For example the ML orchestrator entity 100 may be implemented in a NWDAF of a 3 rd generation (3G) Partnership Program (3 GPP) core network. The one or more LLAs 200 may be other NWDAFs or any other NF with private data that may not be exchanged with the ML orchestrator entity 100. According to another example the ML orchestrator entity 100 may be an Analytics Logical Function (AnLF), which may be an inference function of an NWDAF. The one or more LLAs 200 may be a Model Training Logical Function (MTLFs), which may be a training function of NWDAFs.

For example an aggregator LLA 300 may be another NF such as another NWDAF. According to a further example the aggregator LLA 300 may be a NWDAF acting as ML orchestrator entity 100 in a case in which the ML orchestrator entity 100 has relevant data for an Analytics ID and thus may also be a LLA 200.

The example shown in FIG. 5 may comprise a repository entity 303, for example a Network Repository Function (NRF). The repository entity 303 may collect registration information of one or more LLAs 200 that may be involved in a particular Analytics ID.

The method 600 may comprise one or more of the following steps:

First the ML orchestrator entity 100 may register (step 601) the one or more LLAs 200 in association with an analytics ID of the analytics service.

After a NF in the form of a consumer sends an analytics service request to the ML orchestrator entity 100 (step 602), the ML orchestrator entity 100 may contact the repository entity 303 for LLA discovery (step 603).
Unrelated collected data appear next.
PR #2352, opened 2026-06-01
Use softLockProtectionOwner exclusively here

marchc1:
This fixes ``sf_timebuffersoftlock_cl_owner``. As it stands right now, for sf_timebuffersoftlock_cl_owner to work, sf_timebuffersoftlock_cl also has to be 0. This... entirely beats the purpose of the convar (in what scenario would I want untrusted code to be able to softlock me, but not my own?)

This PR should fix that


thegrb93:
Can you update the cvar help text as well?

thegrb93 (approved):

PR #1691, opened 2023-08-23
Fix GEORADIUSBYMEMBER against non existing key reply

enjoy-binbin:
Current GEORADIUSBYMEMBER against non existing key will
a NotFound error, which is wrong:
```
127.0.0.1:6666> georadiusbymember non-existing member 1 km
(error) ERR NotFound:

127.0.0.1:6379> georadiusbymember non-existing member 1 km
(empty array)
```

georadiusbymember_ro is the same since they share the code.


torwig (approved):
LGTM. @enjoy-binbin, thank you for your rigorous checks.

PR #1693, opened 2023-08-23
Add splited bloom filter for RedisBloom support 

zncleon:
As RedisBloom do, we add splited_bloom_filter as sub_bloom_filter of the scalable bloom filter chain.


src/types/bloom_filter.h
```diff
@@ -0,0 +1,159 @@
...
+/// Putze et al.'s "Cache-,Hash- and Space-Efficient Bloom filters". The basic idea is to
+/// hash the item to a tiny Bloom filter which size fit a single cache line or smaller.
+///
+/// This implementation sets 8 bits in each tiny Bloom filter. Each tiny Bloom
+/// filter is 32 bytes to take advantage of 32-byte SIMD instructions.
+class BlockSplitBloomFilter {
+ public:
+  /// The constructor of BlockSplitBloomFilter. It uses XXH64 as hash function.
+  ///
+  /// \param pool memory pool to use.
```
mapleFU: Seems this line could be removed

src/types/bloom_filter.h
```diff
@@ -0,0 +1,159 @@
...
+  // of bit to set, one bit in each 32-bit word.
+  static constexpr uint32_t SALT[kBitsSetPerBlock] = {0x47b6137bU, 0x44974d91U, 0x8824ad5bU, 0xa2b7289dU,
+                                                      0x705495c7U, 0x2df1424bU, 0x9efc4947U, 0x5c6bfb31U};
+
+  // The underlying buffer of bitset.
+  std::string data_;
+
+  // The number of bytes of Bloom filter bitset.
+  uint32_t num_bytes_;
+};
```
mapleFU: fmt: add a line after here

src/types/bloom_filter.cc
```diff
@@ -0,0 +1,97 @@
...
+  auto* bitset32 = reinterpret_cast<uint32_t*>(data_.data());
+
+  for (int i = 0; i < kBitsSetPerBlock; i++) {
+    // Calculate mask for key in the given bitset.
+    const uint32_t mask = UINT32_C(0x1) << ((key * SALT[i]) >> 27);
+    bitset32[bucket_index * kBitsSetPerBlock + i] |= mask;
+  }
+}
+
+uint64_t BlockSplitBloomFilter::Hash(const char* data, size_t length) { return XXH64(data, length, /*seed=*/0); }
```
mapleFU: fmt: add a line after here

src/types/bloom_filter.h
```diff
@@ -0,0 +1,159 @@
...
+  /// Calculate optimal size according to the number of distinct values and false
+  /// positive probability.
+  ///
+  /// @param ndv The number of distinct values.
+  /// @param fpp The false positive probability.
+  /// @return it always return a value between kMinimumBloomFilterBytes and
+  /// kMaximumBloomFilterBytes, and the return value is always a power of 2
+  static uint32_t OptimalNumOfBytes(uint32_t ndv, double fpp) {
+    uint32_t optimal_num_of_bits = OptimalNumOfBits(ndv, fpp);
+    //    CHECK(IsMultipleOf8(optimal_num_of_bits));
```
mapleFU, line 99: @PragmaTwice can we use `CHECK` in glog? Or other function or macro can be used?

mapleFU (commented):
Background: This is part of BloomFilter support.

Original implemention uses self-written bloom filter with many arguments(like number of hash function, bloom filters). We port a BlockSplitBloomFilter[1] from arrow parquet as a storage. BlockSplitBloomFilter is widely used in Kudu, Impala, Parquet, and RocksDB Full Filter. And it can simplify the arguments to `{fpp(false-positive-rate), num-distinct-element}` (and deduce size from it)

The code is ported and pruned from https://github.com/apache/arrow/blob/main/cpp/src/parquet/bloom_filter.h 

cc @git-hulk @PragmaTwice 

[1] https://github.com/apache/parquet-format/blob/master/BloomFilter.md#technical-approach

git-hulk:
That's great, finally it's ready to be reviewed.

mapleFU:
@zncleon Seems that we need a `.clang-format-ignore` for `vendor` directory. clang-format or tidy is useful, but perhaps we don't need to apply it for vendor library

would you mind create a `.clang-format-ignore` file like:

```
src/vendor
```

Or @PragmaTwice do we have better way to do this?

PragmaTwice:
I think we can import xxhash via FetchContent instead of put them to vendor directory.

https://github.com/Cyan4973/xxHash

You can refer to our other dependences in `cmake/` directory, e.g. https://github.com/apache/kvrocks/blob/unstable/cmake/fmt.cmake.

Only if FetchContent does not apply, or we need to modify the external sources, we then put them to vendor.

src/types/bloom_filter.h
PragmaTwice: Yeah. But note that it need to be an assumption that cannot be faced in runtime if the function is used properly.

tests/cppunit/types/bloom_filter_test.cc
```diff
@@ -0,0 +1,184 @@
...
+
+  // Boundary check
+  testOptimalNumEstimation(4, 0.01, BlockSplitBloomFilter::kMinimumBloomFilterBytes * 8);
+  testOptimalNumEstimation(4, 0.25, BlockSplitBloomFilter::kMinimumBloomFilterBytes * 8);
+
+  testOptimalNumEstimation(std::numeric_limits<uint32_t>::max(), 0.01, kMaximumBloomFilterBytes * 8);
+  testOptimalNumEstimation(std::numeric_limits<uint32_t>::max(), 0.25, kMaximumBloomFilterBytes * 8);
+}
+
+}  // namespace test
```
PragmaTwice:
```suggestion
}  // namespace test

```

it is better to have a newline in the end of file.

PragmaTwice (commented):
Other looks fine to me, except the dep issue.

PragmaTwice:
If you do not familiar with cmake, I can help you to import xxhash. @zncleon

PragmaTwice:
I have submit a patch #1694 to import xxhash.

You can just use xxhash without any step after it is merged.

PragmaTwice:
It is merged. You can now just use xxhash without bringing any sources or changing cmake code.

src/types/bloom_filter.cc
```diff
@@ -0,0 +1,97 @@
...
+    num_bytes = static_cast<uint32_t>(NextPower2(num_bytes));
+  }
+
+  if (num_bytes > kMaximumBloomFilterBytes) {
+    num_bytes = kMaximumBloomFilterBytes;
+  }
+
+  num_bytes_ = num_bytes;
+  data_.resize(num_bytes_, 0);
+  return true;
```
git-hulk: This function always returns true, we can remove it if it has no possible false condition.

src/types/bloom_filter.cc
```diff
@@ -0,0 +1,97 @@
...
+      return false;
+    }
+  }
+  return true;
+}
+
+void BlockSplitBloomFilter::InsertHash(uint64_t hash) {
+  const auto bucket_index = static_cast<uint32_t>(((hash >> 32) * (num_bytes_ / kBytesPerFilterBlock)) >> 32);
+  const auto key = static_cast<uint32_t>(hash);
+  auto* bitset32 = reinterpret_cast<uint32_t*>(data_.data());
```
git-hulk, line 87: Should we check if the index is out of the range?

PragmaTwice:
Oh, since it is ported from Apache Parquet, I am not sure whether we need to put a statement to NOTICE file for license issue. cc @tisonkun

mapleFU:
>  ported from Apache Parquet

Since C++ Parquet is owned by Apache Arrow, maybe we require a notice lincense for apache arrow

mapleFU:
```
/home/runner/work/kvrocks/kvrocks/src/types/bloom_filter.h:113:14: error: variable 'num_bits' is not initialized [cppcoreguidelines-init-variables,-warnings-as-errors]
    uint32_t num_bits;
             ^
                      = 0
/home/runner/work/kvrocks/kvrocks/tests/cppunit/types/bloom_filter_test.cc:154:8: error: invalid case style for local variable 'testOptimalNumEstimation' [readability-identifier-naming,-warnings-as-errors]
  auto testOptimalNumEstimation = [](uint32_t ndv, double fpp, uint32_t num_bits) {
       ^~~~~~~~~~~~~~~~~~~~~~~~
       test_optimal_num_estimation
```

Two lint require to be fixed here

PragmaTwice (approved):

mapleFU (approved):

src/types/bloom_filter.cc
mapleFU: I guess it's safe currently because `bucket_index` is counted by `num_bytes_`

git-hulk (approved):

mapleFU:
Thanks all, merging...

PR #1695, opened 2023-08-24
Disable building of the unused shared library for jemalloc

jonahgao:
```shell
$ ls kvrocks/build/_deps/jemalloc-build/lib
libjemalloc.a  libjemalloc_pic.a  libjemalloc.so  libjemalloc.so.2
```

The Repository may reply with a discovery response including information regarding available LLAs 200, their data, and their constraints (step 604).

With this information, the ML orchestrator entity 100 may define a ML profile (step 605), and may optionally send a request for a creation of a distributed learning group participation (step 606).

The one or more LLAs 200 may respond with a confirmation (step 607), upon which the ML orchestrator entity 100 may determine the ML job graph 400 (step 608a) by either fetching the ML job graph 400 from for example a memory or a repository such as a NRF, or by computing a new ML job graph 400 otherwise. Then the ML orchestrator entity 100 may communicate to each LLA 200 the ML job information of each LLA 200 (step 608b). The one or more LLAs 200 may then configure its process according to the ML job information (step 609).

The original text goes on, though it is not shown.